PR #371, opened 2019-12-14
Lineage version V2 with right APIs

nitinmotgi:


nitinmotgi:
Will squash and merge once approved.

wrangler-api/src/main/java/io/cdap/wrangler/api/lineage/Lineage.java
```diff
@@ -0,0 +1,87 @@
...
+package io.cdap.wrangler.api.lineage;
+
+import io.cdap.cdap.api.annotation.Beta;
+
+/**
+ * This class <code>Lineage</code> defines a mutation defined by the directive that gets capture as lineage.
+ *
+ * <p>Directives have to implement this class to inject their mutations for lineage to be constructed.</p>
+ * <p>
+ *   The method <code>lineage</code> is invoked separately in the <code>preRun</code> phase of the pipeline
```
yaojiefeng: nit: prepareRun

wrangler-api/src/main/java/io/cdap/wrangler/api/lineage/Mutation.java
```diff
@@ -1,5 +1,5 @@
 /*
- * Copyright © 2017-2019 Cask Data, Inc.
+ * Copyright © 2019 Cask Data, Inc.
```
yaojiefeng: This should still be 2017-2019 since the file is not added in this pr

wrangler-api/src/main/java/io/cdap/wrangler/api/lineage/Relation.java
```diff
@@ -0,0 +1,123 @@
...
+package io.cdap.wrangler.api.lineage;
+
+import io.cdap.cdap.api.annotation.Beta;
+
+import java.io.Serializable;
+import java.util.List;
+
+/**
+ * The <code>Relation</code> class represents a relation between a list of sources to a list of targets.
+ * The relation can have 4 different types and can be many-to-many, many-to-one, or one-to-many.
```
yaojiefeng: Missing one-to-one here.

wrangler-core/src/main/java/io/cdap/directives/column/Rename.java
```diff
@@ -94,4 +85,12 @@ public void destroy() {
     }
     return rows;
   }
+
+  @Override
+  public Mutation lineage() {
+    return Mutation.builder()
+      .readable("Renamed column '%s' to '%s'", source.value(), target.value())
+      .relation(source, Many.columns(source, target))
```
yaojiefeng: this should be a one-to-one mapping since there is no source col after the rename

wrangler-core/src/main/java/io/cdap/directives/column/SplitToColumns.java
```diff
@@ -99,5 +102,26 @@ public void destroy() {
...
+  @Override
+  public Mutation lineage() {
+    return Mutation.builder()
+      .readable("Split the column '%s' with regex '%s'", column, regex)
+      .relation(
+        column,
+        Many.columns(
+          column,
+          String.format("%s_%d", column, 1),
+          String.format("%s_%d", column, 2),
```
yaojiefeng, line 115: We are hard coding the columns here, should we use ALL relation in this case?

wrangler-core/src/main/java/io/cdap/wrangler/lineage/LineageOperations.java
```diff
@@ -0,0 +1,155 @@
...
+   * Generates the list of {@link FieldOperation} required for generating lineage.
+   *
+   * @return a {@link List} of {@link FieldOperation}
+   *
+   * @throws Exception thrown if there is any issue generating field operations.
+   */
+  public List<FieldOperation> generate() throws Exception {
+    // After input and output schema are validated, it's time to extract
+    // all the fields from input and output schema.
+    Set<String> input = inputSchema.getFields().stream()
```
yaojiefeng: We can change the constructor to accept Set<String> as the input and output fields instead of Schema, since in `Wrangler` we validate the input and output schema are not null, so it is better to have this logic there. Doing it here will have IDE warning about NPE

yaojiefeng (commented):
Some minor comments

wrangler-api/src/main/java/io/cdap/wrangler/api/lineage/Lineage.java
nitinmotgi: fixed

wrangler-api/src/main/java/io/cdap/wrangler/api/lineage/Mutation.java
nitinmotgi: fixed

wrangler-api/src/main/java/io/cdap/wrangler/api/lineage/Relation.java
nitinmotgi: fixed

wrangler-core/src/main/java/io/cdap/directives/column/Rename.java
nitinmotgi: fixed

wrangler-core/src/main/java/io/cdap/directives/column/SplitToColumns.java
nitinmotgi: No, I would rather use fixed set. If there is nothing beyond this for a column, it would be ignored anyway.

wrangler-core/src/main/java/io/cdap/wrangler/lineage/LineageOperations.java
nitinmotgi: fixed!

nitinmotgi:
@yaojiefeng addressed all your comments.

yaojiefeng (approved):

wrangler-api/src/main/java/io/cdap/wrangler/api/lineage/Many.java
```diff
@@ -0,0 +1,147 @@
...
+ *    .readable("string")
+ *    .relation("source", Many.columns("col3", "col4", "col5").build();
+ * </code>
+ *
+ * @see Lineage
+ * @see Mutation
+ * @see Relation
+ */
+@Beta
+public final class Many implements Serializable {
```
CuriousVini, line 52: should have serialVersionUID

wrangler-api/src/main/java/io/cdap/wrangler/api/lineage/Mutation.java
```diff
@@ -16,60 +16,242 @@
...
+ * @see Many
  */
-public final class Mutation {
-  // Name of the column on which the mutation is applied.
-  private final String column;
-
-  // Specifies the type of the mutation being applied on the column.
-  private final MutationType type;
+@Beta
+public final class Mutation implements Serializable {
```
CuriousVini, line 43: should have serialVersionUID

wrangler-api/src/main/java/io/cdap/wrangler/api/lineage/Relation.java
```diff
@@ -0,0 +1,123 @@
...
+ *     one-to-many.
+ *   </li>
+ * </ul>
+ *
+ * @see Lineage
+ * @see Many
+ * @see Mutation
+ */
+@Beta
+public final class Relation implements Serializable {
```
CuriousVini, line 53: same here

wrangler-transform/src/main/java/io/cdap/wrangler/Wrangler.java
```diff
@@ -517,31 +506,13 @@ private RecipeParser initializeAndGetParser(
...
 
-    // Make a call to retrieve the directive config and create a context.
-    // In this plugin, a call is made to the service at runtime.
-    // NOTE: This has to be moved to pre-start-plugin phase so that the information
-    // it's not heavily parallelized to crash the service.
-    try {
-      URL url = getDPServiceURL(context, CONFIG_METHOD);
-      if (url != null) {
-        ConfigDirectiveContext dContext = new ConfigDirectiveContext(url);
-        recipe.initialize(dContext);
```
CuriousVini, line 531: why is this change needed?

wrangler-api/src/main/java/io/cdap/wrangler/api/lineage/Lineage.java
```diff
@@ -0,0 +1,87 @@
...
+ *   are available to be used within the <code>lineage</code> method.
+ * </p>
+ *
+ * <p>
+ *   {@link Mutation} captures all the changes the directive is going to be applying of the data. It has
+ *   two major methods:
+ *
+ *   <ul>
+ *     <il>
+ *       <code>readable</code> - This method is defined to provide the post readable description of the mutation
```
sreevatsanraman: replace post readable with post transformation

wrangler-api/src/main/java/io/cdap/wrangler/api/lineage/Lineage.java
```diff
@@ -0,0 +1,87 @@
...
+ *     the directive is applying on data. Care should be taken to use the right tense as the lineage would be consumed
+ *     by users after the transformation has been applied on the data. As best practise, it's highly recommended to use
+ *     past-tense for describing the transformations. Additionally, the language of the description is not trying
+ *     to provide complete details and configuration, but actually focusing on operations that directive has
+ *     performed on data.
```
sreevatsanraman: Can you add an example?

wrangler-api/src/main/java/io/cdap/wrangler/api/lineage/Many.java
```diff
@@ -0,0 +1,147 @@
...
+    return new Many(columns);
+  }
+
+  /**
+   * List of {@link ColumnName} specified as source or target.
+   *
+   * @param columns list source or target columns of type {@link List} of {@link ColumnName}.
+   * @return a instance of {@link Many}.
+   */
+  public static Many columns(List<ColumnName> columns) {
```
sreevatsanraman: It is unclear when to use columns(List<ColumnName>) vs columns(List<String>). Can you provide guidance in the javadoc

nitinmotgi: One is List with ColumnName and other with String.

wrangler-transform/src/main/java/io/cdap/wrangler/Wrangler.java
```diff
@@ -517,31 +506,13 @@ private RecipeParser initializeAndGetParser(
...
+      new MigrateToV2(directives).migrate(),
+      registry
+    );
 
-    // Make a call to retrieve the directive config and create a context.
-    // In this plugin, a call is made to the service at runtime.
-    // NOTE: This has to be moved to pre-start-plugin phase so that the information
-    // it's not heavily parallelized to crash the service.
-    try {
-      URL url = getDPServiceURL(context, CONFIG_METHOD);
```
CuriousVini, line 528: also `getDPServiceURL ` is an unused method. It should be removed

wrangler-core/src/main/java/io/cdap/wrangler/lineage/LineageOperations.java
```diff
@@ -0,0 +1,141 @@
...
+            definedSources.addAll(relation.getSources());
+          }
+        );
+      }
+    }
+
+    // We iterate through all the input fields in the schema, check if there is corresponding
+    // field in the output schema. If both exists, then a identity mapping transform is added
+    // to the {@code FieldTransformationOperation} is added.
+    input.removeAll(definedSources);
```
CuriousVini: this will modify the input hashset that was passed to this class. we should make a copy of it in the constructor.

wrangler-api/src/main/java/io/cdap/wrangler/api/lineage/Lineage.java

———

▶ [ACTIVITY]
Show all lines of the material in which the word "applied" can be found.

▶ [ANSWER]
-  // Name of the column on which the mutation is applied.
-  // Specifies the type of the mutation being applied on the column.
+ *     by users after the transformation has been applied on the data. As best practise, it's highly recommended to use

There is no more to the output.